Calculator
Example Data Table
| Example | r | n | df | Two tailed t | p value | r squared |
|---|---|---|---|---|---|---|
| Study A | 0.42 | 30 | 28 | 2.4489 | 0.0208 | 0.1764 |
| Study B | 0.68 | 18 | 16 | 3.7097 | 0.0019 | 0.4624 |
| Study C | -0.31 | 45 | 43 | -2.1381 | 0.0382 | 0.0961 |
Formula Used
Pearson correlation t test
Use this when the null hypothesis is rho = 0.
t = r × sqrt((n - 2) / (1 - r²))
df = n - 2
Fisher z test
Use this when the null hypothesis has a custom rho0.
z = [atanh(r) - atanh(rho0)] × sqrt(n - 3)
Confidence interval
Fisher z of r = atanh(r)
SE = 1 / sqrt(n - 3)
Lower and upper limits = tanh(z ± z critical × SE)
How to Use This Calculator
- Enter the Pearson correlation coefficient r.
- Enter the paired sample size n.
- Choose a test method.
- Use the t method for a zero correlation test.
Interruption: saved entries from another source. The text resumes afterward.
PR #884, opened 2024-03-06
mention boot page in README

paulfitz:
This mentions how to enable the boot page diagnostics in the README. Ideally, something like the boot page would be available on initial installation without doing anything special, but that can come later.


fflorent (approved):
Sounds good to me, thanks @paulfitz

PR #892, opened 2024-03-13
Docker graceful shutdown bis

### LINKED ISSUE #887: Cannot use Ctrl-C on docker run
See https://github.com/gristlabs/grist-core/pull/830#issuecomment-1980968968

fflorent:
Resolves #887 

Instead of making the users run `docker run` with the `--init` option (which makes a breaking change), use the alternative proposed by @dsagal here:
https://github.com/gristlabs/grist-core/pull/830#issuecomment-1913999801

Tested locally and it works for me as expected, but in draft until it is reviewed with @rouja

Edit: tested with @rouja right now, using both docker and kubernetes. This does not need either `--init` or `shareProcessNamespace` (resp. for docker and k8s).

### DIFF
--- a/app/server/lib/shutdown.js
+++ b/app/server/lib/shutdown.js
@@ -6,6 +6,8 @@
 var log = require('app/server/lib/log');
 var Promise = require('bluebird');
 
+var os = require('os');
+
 var cleanupHandlers = [];
 
 var signalsHandled = {};
@@ -65,8 +67,8 @@ function runCleanupHandlers() {
 }
 
 /**
- * Internal helper to exit on a signal. It runs the cleanup handlers, and then re-sends the same
- * signal, which will no longer get caught.
+ * Internal helper to exit on a signal. It runs the cleanup handlers, and then
+ * exits propagating the same signal code than the one caught.
  */
 function signalExit(signal) {
   var prog = 'grist[' + process.pid + ']';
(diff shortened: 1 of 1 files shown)


rouja (approved):
We don't need shareProcessNamespace to be true on k8s which is better.

So LGTM.

app/server/lib/shutdown.js
```diff
@@ -81,7 +83,9 @@ function signalExit(signal) {
     log.info("Server %s exiting on %s", prog, signal);
     process.removeListener(signal, dup);
     delete signalsHandled[signal];
-    process.kill(process.pid, signal);
+    // Exit with the expected exit code for being killed by this signal.
```
jonathanperret, line 86: The comment line `70` above probably needs to be updated since the logic has changed.
> It runs the cleanup handlers, and then re-sends the same signal, which will no longer get caught.

fflorent: Thanks @jonathanperret!

I have proposed a change above, does it seem more accurate?

app/server/lib/shutdown.js
```diff
@@ -65,8 +67,8 @@ function runCleanupHandlers() {
 }
 
 /**
- * Internal helper to exit on a signal. It runs the cleanup handlers, and then re-sends the same
- * signal, which will no longer get caught.
+ * Internal helper to exit on a signal. It runs the cleanup handlers, and then
+ * exit propagating the same signal code than the one caught.
```
jonathanperret, line 71: Oops, maybe just add the missing `s` here.

```suggestion
 * exits propagating the same signal code than the one caught.
```

jonathanperret (approved):

app/server/lib/shutdown.js
dsagal: This looks good. Would you mind adding an explanation why this approach is used? Like "Unlike re-sending the same signal, the explicit exit works even in a situation when Grist is the init (pid 1) process in a container."

dsagal (approved):

app/server/lib/shutdown.js
fflorent: Thanks @dsagal, that's done!

dsagal (approved):

PR #895, opened 2024-03-13
Tiny: Clarify usefulness of GRIST_ALLOWED_HOSTS in README

fflorent:
# Context

It was not clear to us what is the usefulness of `GRIST_ALLOWED_HOSTS` env var.

Especially we were wondering what kind of request this was meant to filter.

# Proposed solution

By looking at the code, it seems like this env var is used indirectly by several pieces of code, but they seem to relate to CORS requests (typically made by browsers) that require authentication.

~~(BTW, do you know whether it is required for plugins to access the content of the tables?)~~ Edit: that seems to be handled via grain-RPC


fflorent:
Converting in Draft, we have discussions internally about the intention behind this variable.

fflorent:
Closing for now, we are probably going to remove it.

PR #902, opened 2024-03-20
Tiny: Remove unused var GRIST_HOME_INCLUDE_STATIC

fflorent:
The README document referenced a `GRIST_HOME_INCLUDE_STATIC` env variable, which seem to be used nowhere (unless I am wrong) and therefore to have no effect.

Also seem to be confusing with GRIST_SERVERS which can be set to `home,static`.


paulfitz (approved):
Thanks @fflorent, this looks to be left over from a refactor in 2019 :-)

PR #907, opened 2024-03-22
tweak Dockerfile so image is buildable with podman

paulfitz:
This adds a docker.io registry name, the lack of which will otherwise cause image building to fail if podman is used rather than docker. Common images like node are automatically aliased and don't need the registry name. Based on a problem reported in discord.

https://discord.com/channels/1176642613022044301/1214877650108026881

### DIFF
--- a/Dockerfile
+++ b/Dockerfile
@@ -60,7 +60,7 @@ RUN \
 # Fetch gvisor-based sandbox. Note, to enable it to run within default
 # unprivileged docker, layers of protection that require privilege have
 # been stripped away, see https://github.com/google/gvisor/issues/4371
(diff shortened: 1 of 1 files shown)


fflorent (approved):

fflorent:
That seems good to me, for what my review is worth.
I am just checking on my laptop with and without the patch whether `podman build` works, I keep you informed.

fflorent (approved):
Qualified the patch:
 - without, podman cannot build;
 - with, podman builds;
 - docker can still build this image;

LGTM :)

paulfitz:
Thanks a lot @fflorent !

PR #1, opened 2022-05-09
Move from exceptions to tag clearing

PeterRugg:
As previously discussed at length, move towards tag clearing on non-monotonic register-register operations in RISC-V and suggest it more strongly in general.

Currently this is just an initial cut at some text changes, which should likely be merged alongside the sail changes (https://github.com/CTSRD-CHERI/sail-cheri-riscv/pull/56) once validated in hardware.

### DIFF
--- a/chap-architecture.tex
+++ b/chap-architecture.tex
@@ -2056,7 +2056,7 @@ CHERI introduces several new potential failure modes:
   favored throwing an exception at the earliest possible point: the
   instruction attempting to violate guarded manipulation.
 
-  Another potential design choice is to instead strip the tag from the value
+  However, in all current architectures, we instead strip the tag from the value
   being written back to a target capability register, which maintains our
   security safety properties, but defers exception delivery until an attempted
   dereference -- e.g., an instruction load via the resulting invalid
@@ -2067,6 +2067,8 @@ CHERI introduces several new potential failure modes:
   exception delivery means that failures that could otherwise be easily
   detected and handled by a compiler or language run time via an explicit tag
   check are now complex to handle.
+  In addition, stripping the tag avoids encouraging implementations that
+  are vulnerable to speculative side channel attacks.
 %%%% STRANGE USAGE.  more difficult to handle?  more complex?
 
   When using tag stripping in ISAs with status registers (e.g., ARMv8-A), the
@@ -2075,11 +2077,6 @@ CHERI introduces several new potential failure modes:
   For ISAs without status registers, checking results can come at a
   significant cost, and a deferred exception delivery at time of dereference
   will be the best choice for performance-critical code.
-
-  We therefore make design choices about exception delivery for violations of
-  guarded manipulation in a case-by-case basis, taking into account more
-  general architectural design philosophies, and also specific use cases where
-  software may benefit from tag clearing rather than exception delivery.
 \end{description}
 
 %\subsection{Object-Capability Invocation}
@@ -2349,10 +2346,6 @@ For example:
 \item New capability-relative load and store instructions will trap if they
   attempt to access memory locations in a manner not authorized by the
   explicitly presented capability.
-
-\item New capability-manipulation instructions may trap if they violate
-  guarded-manipulation rules, such as by attempting to increase the bounds on
-  a capability.
 \end{itemize}
 
 \noindent
--- a/chap-architecture.tex
+++ b/chap-architecture.tex
@@ -2224,7 +2224,7 @@ In operating-system design, {\em privileges} are a special set of rights
 exempting a component from the normal protection and access-control models --
 perhaps for the purposes of system bootstrapping, system management, or
 low-level functionality such as direct hardware access.
-In CHERI, three notions of privilege are defined, complementing current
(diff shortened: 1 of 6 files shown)


chap-model.tex
```diff
@@ -1087,17 +1086,46 @@ \subsection{Failure Modes and Exceptions}
...
+when the operation would be illegal, or risk being vulnerable to
+denial-of-service attacks.
+This may require it to recreate the hardware-performed checks in software.
+
+With a deferred-exception approach, as well as avoiding these issues,
+microarchitecture is simplified by reducing the set of instructions that can
+throw exceptions.
+While it is initially tempting to delay performing the required checks,
+forwarding the common-case value and later flushing the pipeline if a check
+fails, this leads to exploitable speculative speculative side channel
```
francislaus, line 1119: duplicate word "speculative"

chap-model.tex
```diff
@@ -1087,17 +1086,45 @@ \subsection{Failure Modes and Exceptions}
...
+of a capability's authority, instead clearing the tag on operations that
+would otherwise violate monotonicity.
+
+\pdrnote{The following two paragraphs perhaps belong in rationale?}
+The early exception approach offers slightly improved debuggability
+(by exposing the error earlier).
+However, early exceptions limit compiler optimization as instructions that may
+throw exceptions are restricted in how they can safely be reordered.
+For example, a bounds restriction performed within a loop could be hoisted to
+before the loop, except for the possibility that the bounds are being widened.
```
arichardson, line 1108: Maybe something more detailed like this:

```suggestion
For example, this prevents a bounds restrictions performed within a loop from
being hoisted outside the loop, unless that instructions is always executed.
If the loop is not always entered, this could turn a conditional execution of a  trapping instruction into an unconditional one.\footnote{%
This is not just a theoretical possibility -- we observed this happening in the FreeBSD kernel and had to modify the compiler to avoid hoisting any
potentially-trapping CHERI instructions.
}
```

arichardson (approved):
LGTM once the sail changes have been merged.

rwatson:
Per comments on https://github.com/CTSRD-CHERI/sail-cheri-riscv/pull/56, you can likely GC some exception cause definitions.

tariqkurd-repo:
This PR has been open since May, when do you expect it to be merged? I believe that you're waiting for the SAIL model to be updated to the new spec.

PeterRugg:
@tariqkurd-repo Soon! The sail PR is ready to go (https://github.com/CTSRD-CHERI/sail-cheri-riscv/pull/56). I've been doing all the implementations (Flute is done, just finishing Toooba). Once I confirm that modified Toooba boots CheriBSD, I think we can do the switch. Hopefully this week.

tariqkurd-repo:
That's great, thanks @PeterRugg . I look forwarding to seeing the updated spec.

PeterRugg:
> I do think that the approach we should take is to only document tag clearing in the model chapter and instead add a separate section over in the rationale chapter that discusses the other approach and the reasons we moved away from it. In particular, I think we want the initial architecture-neutral chapters to be as lean as possible so that someone new to CHERI is just reading what the current spec is. If there are A vs B questions that are still open we should keep them in the initial chapters, but when we've made a change going forward (such as split vs merged register files) we should just document what we now do and describe the other approach in the rationale chapter.

Yep, I'm doing a pass now finding all references to it. I'll perhaps be a bit more aggressive in pruning/moving trade-off text.

arichardson (approved):

PeterRugg:
Okay, I finally finished a pass trying to find all the text that mentioned exceptions on guarded manipulation failures. I could well have missed some though.

chap-architecture.tex
```diff
@@ -3192,40 +3192,6 @@ \section{Potential Future Changes to the CHERI Architecture}
...
-  infinity value or an exception being thrown.
-
-  A cheap tag assertion instruction that can trigger a trap when a tag is lost
-  would allow special compilation modes to improve debuggability by detecting
-  unexpected tag loss sooner.
-
-  If MIPS had a user status register, a tag-loss bit could be set implicitly
-  on tag clear, allowing intermittent conditional-branch instructions to detect
-  and handle loss.
- \jhbnote{This all seems OBE by moving to tag-clearing semantics}
```
bsdjhb, line 3230: Thanks :)

bsdjhb (approved):
This generally looks good to me.

bsdjhb:
BTW, as a followup change after this is merged, I would propose that we make the CHERI exception code tables arch-specific (Morello already follows its own thing with separate exceptions rather than an exception code).  For x86 I will likely renumber the values into a single dense encoding omitting the RISC-V specific unaligned base exception.  I suspect for RISC-V we might also want to consider renumbering, or at the least that any variant adopted upstream by RISC-V probably should have renumbered values?

PeterRugg:
Yes, it did strike me as odd that these were architecture-neutral.

bsdjhb:
Still looks good to me.  The x86 chapter has a reference about how it tag clears unlike RISC-V that you might want to update as well (or I can take care of that after this lands if you prefer)

arichardson (approved):

PR #4, opened 2022-07-27
Permit building both normal and tech-report formats.

bsdjhb:
Add a cheri-architecture-tr.tex that defines an empty 'trformat'
command and then includes cheri-architecture.tex.  Modify
cheri-architecture.tex to use \ifdefined\trformat around blocks
specific to tech-report formatting.

With these changes, a tech-report formatted can always be built as
cheri-architecture-tr.pdf.  The default build only builds the normal
format.

### DIFF
--- a/cheri-architecture-tr.tex
+++ b/cheri-architecture-tr.tex
@@ -1,0 +1,5 @@
+%%%% Enable University of Cambridge tech-report formatting
+%%%% Use \ifdefined\trformat in other files to check the mode
+\def\trformat{}
+
+\input{cheri-architecture}
--- a/cheri-architecture.tex
+++ b/cheri-architecture.tex
@@ -1,19 +1,17 @@
-%%%% University of Cambridge tech-report formatting; enable when producing
-%%%% tech-report versions of these documents; otherwise, disable.
-%\documentclass[12pt,twoside,openright,a4paper]{report}
-%\setlength{\oddsidemargin}{-0.4mm} % 25 mm left margin
-%\setlength{\evensidemargin}{\oddsidemargin}
-%\setlength{\textwidth}{160mm}      % 25 mm right margin
-%\setlength{\topmargin}{-5.4mm}     % 20 mm top margin
-%\setlength{\headheight}{5mm}
-%\setlength{\headsep}{5mm}
-%\setlength{\footskip}{10mm}
-%\setlength{\textheight}{237mm}     % 20 mm bottom margin
-%%%% .. or regular document
+\ifdefined\trformat
+\documentclass[12pt,twoside,openright,a4paper]{report}
+\setlength{\oddsidemargin}{-0.4mm} % 25 mm left margin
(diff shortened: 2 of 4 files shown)


cheri-architecture.tex
```diff
@@ -56,6 +54,8 @@
 }
 
 %% CL tech-report format provides its own cover page
+\ifdefined\trformat
+\else
```
bsdjhb, line 58: There isn't a \ifundefined in TeX.  There is a \@ifundefined in LaTeX but the first time you use it defines its argument, hence using this construct with an empty \if body.

cheri-architecture-tr.tex
```diff
@@ -0,0 +1,5 @@
+%%%% Enable University of Cambridge tech-report formatting
+%%%% Use \ifdefined\trformat in other files to check the mode
+\def\trformat{}
+
+\input{cheri-architecture}
```
arichardson, line 5: For my thesis I used latexmk's pretex flag: `-pretex='\\newcommand*{\\buildtechreport}{yes}'`, but I guess adding a separate file might be simpler.

bsdjhb: Ah, that's one of the options I didn't find on stack exchange.  I do think the separate file makes the Makefile change simpler perhaps?  However, it is true that we could use 'make USE_TR=yes' or some such and add this to the flags passed to latexmk if that is defined?  (The other approaches were not quite as straightforward to use with a make variable like USE_TR which is why I ended up going with a separate file.)  I don't have a strong preference either way.

cheri-architecture.tex
```diff
@@ -1,19 +1,17 @@
...
+\setlength{\evensidemargin}{\oddsidemargin}
+\setlength{\textwidth}{160mm}      % 25 mm right margin
+\setlength{\topmargin}{-5.4mm}     % 20 mm top margin
+\setlength{\headheight}{5mm}
+\setlength{\headsep}{5mm}
+\setlength{\footskip}{10mm}
+\setlength{\textheight}{237mm}     % 20 mm bottom margin
+\else
 \documentclass[12pt,letterpaper,twoside,openright,fleqn]{report}
 \usepackage{etex}
```
jrtc27, line 13: I'm surprised this is a TR-vs-regular thing. cheri-architecture 97eaba24f17f5ebff1ea0c9da40b383e69c5aedd added it here (well, back then this block was in preamble.tex) as needed with tikz for some reason, but for the ISAv8 TR this was indeed commented out. I suspect this is because since ~2015 LaTeX has enabled the eTeX functionality itself so it only matters if building on an old version (perhaps Ubuntu 16.04 LTS (Xenial Xerus) didn't quite have the feature in its TeX Live distribution or Wes was using Debian 8 "Jessie" at the time).

bsdjhb: Do you mean that we should always be using the etex package?  I think if we want to move this, we should probably do it as a separate followup commit from this change.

- Use Fisher z for a custom null correlation.
- Select the tail direction and alpha level.
- Set the confidence level and decimal places.
- Press Submit to show the result above the form.
- Use CSV or PDF download for reporting.
Statistical Meaning
A test statistic from r turns a sample correlation into a formal hypothesis test. The calculator uses the observed Pearson correlation, sample size, tail choice, and alpha level. It then reports the statistic, degrees of freedom, p value, confidence interval, and decision. This helps you move from a visible relationship to a tested result.
Why r Needs a Test
A correlation can look strong by chance, especially in small samples. The t method tests whether the population correlation is zero. It uses n minus two degrees of freedom because two variables are estimated from the data. Larger samples make small correlations easier to detect. Smaller samples need stronger evidence.
Advanced Options
This tool also includes a Fisher z option. Fisher transformation is useful when you want to compare r against a nonzero population value. It changes the correlation scale into an approximately normal scale. The calculator keeps both methods clear. Choose the t method for the common zero-correlation test. Choose Fisher z when your null value is not zero.
Reading the Output
The statistic shows how far the sample result sits from the null claim. The p value shows how unusual that result is under the null model. A p value at or below alpha leads to rejection. The confidence interval gives a likely range for the population correlation. The r squared value explains the shared variation between the two variables.
Practical Use
Use clean paired data before entering r. Remove impossible values. Check scatterplots when possible. A significant result does not prove causation. It only supports a linear association. Always report the method, r, n, statistic, degrees of freedom, p value, alpha, and confidence interval. The CSV and PDF buttons help save the result for reports, lessons, audits, or research notes.
Common Mistakes
Do not enter a percentage as r. Enter 0.72, not 72. Do not use unpaired observations. Each x value must match the same case as its y value. Avoid rounding r too early, because it can change the p value. Treat very small samples with care. Outliers can distort correlation. Use subject knowledge before making final claims. Record any data screening rules so another reader can repeat your work later without extra confusion.
FAQs
What is a test statistic from r?
It is a value that converts a sample correlation into a formal hypothesis test. For a zero-correlation test, the calculator uses a t statistic with n minus two degrees of freedom.
When should I use the Pearson t method?
Use it when your null hypothesis says the population correlation equals zero. This is the most common test for checking whether a sample correlation is statistically different from no linear relationship.
When should I use the Fisher z method?
Use Fisher z when the null hypothesis is a nonzero correlation. It is also useful for confidence intervals because it improves the scale behavior of correlation values.
Can r be negative?
Yes. A negative r means the variables move in opposite directions. The test statistic will often be negative, but the p value depends on the selected tail.
Why must n be at least 4?
The calculator needs enough observations for the t test and Fisher confidence interval. Fisher standard error uses n minus three, so very small samples are not suitable here.
What does r squared mean?
r squared is the shared variation measure. For example, r squared of 0.25 means about 25 percent of variation is linearly shared between the two variables.
Does a significant correlation prove causation?
No. A significant correlation supports a linear association. It does not prove that one variable caused the other. Study design and outside variables still matter.
Why export CSV or PDF?
CSV is useful for spreadsheets and audits. PDF is useful for class submissions, reports, and saved records. Both formats include the key test details.